It feels to me like a lot of this is dogma. If the code is broken or needs more testing, that can be solved. But it’s orthogonal: the LLM can be used to implement the unit testing and fuzz testing that would beat this library into shape, if it’s not already there. It’s not about adding a human touch, it’s about pursuing completeness. And that’s true for all new projects going from zero to one, you have to ask yourself whether the author drove it to completeness or not. That’s always been true.

You want people to hedge their projects with disclaimers that it probably sucks and isn’t production worthy. You want them to fess up to the fact that they cheated, or something. But they’re giving it away for free! You can just not use it if you don’t want to! They owe you nothing, not even a note in the readme. And you don’t deserve more or less hacker points depending on whether you used a tool to generate the code or whether you wrote it by hand, because hacker points don’t exist, because the value of all of this is (and always will be) subjective.

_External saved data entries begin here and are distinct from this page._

PR #2372, opened 2026-08-06
[WC-3520]: Gallery recover from stale sort-order attribute id

yordan-st:
### Pull request type

---

### Description

Gallery crashed with an uncaught MobX reaction error — `Sort order item: invalid attribute id '<id>'` — when a sort order restored from `datasource.sortOrder` referenced an attribute id no longer valid in the current app build. Mendix attribute ids are per-build tokens regenerated on redeploy, so a sort order persisted per-user (personalization attribute / DB storage) can outlive the ids it references.

`QueryParamsService` now guards the forwarding of sort order into `ListValue.setSortOrder()`: on a runtime rejection it catches the error, falls back to the default (unsorted) order, and emits a `console.warn` so the reset is diagnosable. The guard sits on the shared forwarding path (the sort reaction), so it protects the widget whether or not a sort widget is configured — the `SortOrderStore` is not instantiated when no DropdownSort exists, which is why the fix is not there.

Ticket: WC-3520

1. Configure a Gallery with sort personalization stored in a per-user attribute (DB storage).
2. Sort the gallery, then redeploy the app so attribute ids regenerate (stale stored sort order).
3. Re-run and open the page as the same user.
   - Before fix: widget crashes with `invalid attribute id` uncaught reaction error.
   - After fix: widget renders, falls back to default sort order, `console.warn` logged.
4. Confirm the normal case (all-valid sort ids) still applies sort order unchanged, preserving order and direction.

### DIFF
--- a/packages/pluggableWidgets/gallery-web/openspec/changes/fix-stale-sort-order-attribute/specs/gallery-sort-order-validation/spec.md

To the extent that the modern tools and models can’t oneshot anything, they’re going to keep improving. And it doesn’t seem to me like there’s any identifiable binary event on the horizon that would make you change your mind about this. You’re just against LLMs, and that’s the way it is, and there’s nothing that anyone can do to change your mind?

I mean this in the nicest way possible: the world is just going to move on without you.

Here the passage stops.